I chose this part of the track to see how the BM handled a bit of volume. I moved the main volume from 18 – 21, and Fieldy’s bass became much stronger, well defined, no distortion at all. I moved the volume up to 24 and replayed the same bass solo – Lot’s of Impact! With the main volume at 24, sub volume at 5 – bass sounded like it was totally up front – moving the sub volume to 8 moved the sound back to the trunk (as expected). I adjusted the xo point from 100 Hz to 50 Hz – overall, it was a little ‘cleaner’ sounding, but the ‘fullness’ at 100 Hz was very good. 

Primus / They All Can’t Be Zingers / Jerry Was A Race Car Driver

*BM –* I was a bit surprised with this track – I thought it would reproduce the kick drum very well, but it wasn’t very defined, sounded a little ‘thumpy’. It didn’t really articulate the triple kick drum hits. 

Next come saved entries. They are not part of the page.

Issue #9944, opened 2024-01-02
Booster slicing doesn't take all valid increasing sequences


david-cortes:
When trying to slice a booster, it will not accept all formats that python would otherwise accept, and it's not clear what exactly it considers acceptable ranges - for example, if the step is not equal to one, it requires that the `end` be `step` more than the last returned round instead of just +1.

Example:
```python
import numpy as np, xgboost as xgb
rng = np.random.default_rng(seed=123)
y = rng.standard_normal(size=100)
X = rng.standard_normal(size=(100,10))
dm = xgb.DMatrix(X, y)
model = xgb.train(
    dtrain=dm,
    params={},
    num_boost_round=20
)
```

Fails:
```python
model[0:4:3]
```

Succeeds:
```python
model[0:6:3]
```

In contrast, python lists and numpy arrays would take both of those.

david-cortes:
Additionally:

* If the end of the slice (which is not included in the output) goes past the number of rounds in the model, regardless of what's the last number that the sequence would involve, it will throw an out-of-bounds error.

Here it has 20 rounds, but cannot slice like this:
```python
import numpy as np, xgboost as xgb
rng = np.random.default_rng(seed=123)
y = rng.standard_normal(size=100)
X = rng.standard_normal(size=(100,10))
dm = xgb.DMatrix(X, y)
model = xgb.train(
    dtrain=dm,
    params={},
    num_boost_round=20
)
model[0:21:3]
```

Note that this slice would stop at 18, which is within the range of the model's rounds:
```python
np.arange(20)[0:21:3]
```
```
array([ 0,  3,  6,  9, 12, 15, 18])
```

* When the underlying C function `XGBoosterSlice` returns code -2 (index out of bound), it will not set a message in `XGBGetLastError()`. The case above has an error message, but that error is thrown from the python wrapper, not from C++.

trivialfis:
The slicing is not as rich as Python or numpy. We at the time thought this might be a bit over-engineering for a booster class. It seems we should implement the full slicing just for less confusion. The easiest way to do it is just to convert a booster into a list of boosters and then let Python do the rest of the indexing. However, the conversion can be expensive.

david-cortes:
[...]

PR #9948, opened 2024-01-03
[R] Enable booster slicing

david-cortes:

To be rebased after PR https://github.com/dmlc/xgboost/pull/9924 is merged, as it contains the commits from it.

This PR adds a wrapper over the C function to slice booster rounds.

The slicing logic is made in such a way that it maches with R's syntax for sequences, but there were some issues from the C-level function as described in previous issue: https://github.com/dmlc/xgboost/issues/9944

so the tests aren't very comprehensive


trivialfis:
apologies for the difficulty of stacking PRs, I will try to look into https://github.com/dmlc/xgboost/pull/9924 as soon as possible.

R-package/NAMESPACE
```diff
@@ -62,6 +64,7 @@ export(xgb.plot.tree)
 export(xgb.save)
 export(xgb.save.raw)
 export(xgb.set.config)
+export(xgb.slice.Booster)
```
trivialfis, line 67: Is this still needed after having the s3 method?

david-cortes: It's not needed, but I think it helps with discoverability compared to having just an S3 method.

trivialfis: Thank you for sharing, sounds good!

trivialfis (approved):
Overall looks good to me! Can merge once rebase is done.

david-cortes:
Sorry - I'm not sure what happened here. Looks like the PR somehow closed itself after force-pushing, and shows it has being merged already, which it isn't. Looks like I cannot reopen it from here either.

PR #9949, opened 2024-01-03
[R] Ensure translation from array_interface uses type of sufficient width

david-cortes:

As a follow up from https://github.com/dmlc/xgboost/pull/9929

This PR makes a check before copying data into an R array of 'int' type (32-bit, signed) that the data being copied into it can fit into the corresponding data type, and chooses a `float64` (R's 'real') otherwise, which has a wider range.


david-cortes:
No idea why the C++ tests are failing here, since this PR only touches R-specific files which aren't tested there.

trivialfis:
I don't think it's possible to map integers to floating points exactly, we can throw an error if there's overflow.

david-cortes:
> I don't think it's possible to map integers to floating points exactly, we can throw an error if there's overflow.

`float64` has integral precision up to 2^53.

trivialfis (approved):

PR #9957, opened 2024-01-07
[R] Refactor callback structure and attributes

david-cortes:

To be merged after the following previous PRs which are dependencies here:
* https://github.com/dmlc/xgboost/pull/9924
* https://github.com/dmlc/xgboost/pull/9935
* https://github.com/dmlc/xgboost/pull/9948

This PR refactors the structure and logic of the callbacks in order to match those of the python interface, which allows more flexibility and feels a lot easier to manipulate.

After this PR, callbacks have their own environment which they can manipulate without affecting the environment of the training function call, and can execute functions at different stages of the process (before/after training and before/after round), with a signature for those functions which is now standardized and documented, and an example added there for creating custom user callbacks.

After this, the logic for the attributes of the booster object also changes, as now callbacks can leave arbitrary attributes in the booster through their finalizers which will be kept with the same name as the callback, and the names of some existing attributes are now moved to a sub-list within the name of the callback that produces them - e.g. before, the CV prediction left an entry `pred`, which now will be under `cv_predict$pred` instead.

Most of the code here is straight copy-paste from the previous callbacks, with some minor modifications:
* Possibility to slice the booster up to the best round when using early stopping.
* Changing the default format for saving model snapshots to JSON.
* Minor efficiency improvements like pre-allocating arrays for the expected size of the artifacts.


R-package/R/callbacks.R
```diff
@@ -1,563 +1,923 @@
...
+#' Note that, for \link{xgb.cv}, this will be the full data, while data for the specific
+#' folds can be found in the `model` object.
+#'
+#' \item watchlist The evaluation watchlist, as passed under argument `watchlist` to
+#' \link{xgb.train}.
+#'
+#' For \link{xgb.cv}, this will always be `NULL`.
+#'
+#' \item begin_iteration Index of the first boosting iteration that will be executed
+#' (base-1 indexing).
```
trivialfis, line 81: I think it should always be 1 and `num_boost_rounds` should always be the number of *new* trees to add. This helps XGBoost to provide additional checks during the first iteration with new data, and fewer conditions are easier to understand.

R-package/R/callbacks.R
```diff
@@ -1,563 +1,923 @@
...
-#' \code{bst_evaluation},
-#' \code{iteration}.
+#' This will typically be '1', but when using training continuation, depending on the
+#' parameters for updates, boosting rounds will be continued from where the previous
+#' model ended, in which case this will be larger than 1.
 #'
-#' @seealso
-#' \code{\link{callbacks}}
+#' \item end_iteration Index of the last boostign iteration that will be executed
+#' (base-1 indexing, inclusive of this end).
```
trivialfis, line 88: Is this useful somehow other than pre-allocating a vector to store the evaluation history? These types of vectors/lists are quite cheap that don't need pre-allocation, and users who write callback usually know exactly the number of boosting rounds (they also write the training code).  I think it's not necessary to have an additional parameter with a condition that we (and the user) need to check whether it matches the number of boosting rounds.

R-package/R/callbacks.R
```diff
@@ -1,563 +1,923 @@
...
 #'
+#' It should match with argument `nrounds` passed to \link{xgb.train} or \link{xgb.cv}.
+#'
+#' Note that boosting might be interrupted before reaching this last iteration, for
+#' example by using the early stopping callback \link{xgb.cb.early.stop}.
+#'
+#' \item iteration Index of the iteration number that is being executed (first iteration
```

*Mag – *This is the track that really sealed the purchase for me when I listened to it on the Mag in Zach’s car. The kick drum hits were very well defined – including the triples. I also played ‘Those Damn Blue Collar Tweekers’ and the Mag played very low – good defined, bass up front. 

John Legend / Let’s Get Lifted / Coming Home

*BM –* The song begins with some percussion, and the BM handled it fairly well. The sound seemed to be localized in the trunk even when turning the sub volume down to a very low level. On ‘Let’s Get Lifted’, the bass was very heavy sounding and localized in the trunk. I turned the sub volume down to ‘0’ before it really balanced with the mids. I changed the x over point to 50 Hz and it did a lot better – it wasn’t picking up the upper bass and seemed to be a bit more composed.

Soldiers of Jah Army / Peace in a Time of War / Rasta Courage

*BM –* With the sub volume turned down fairly low, the sub blended well with the mids and there was not a huge difference between 50 Hz and 100 Hz (surprisingly). On the track, Jah Atmosphere, the bass had good presence, good definition, but the lowest tones moved to the trunk. 

A couple random tracks: Matisyahu, Jerusalem, bass was fairly well defined – I got the best results when I turned the sub volume down a bit and used a 50 Hz x over point. 
India Irie, Brown Skin, the BM played this track very well – good definition and lots of detail. On this particular track, I liked it at 100 Hz a lot better than 50 Hz. 

Finally, this sub really excelled with rock music like Trapt’s Ready When You Are. The kick drum and bass guitar are well defined and strong. This can be applied to Country music as well. I played tracks from Kenny Chesney and Brad Paisely and the sub did an excellent job. 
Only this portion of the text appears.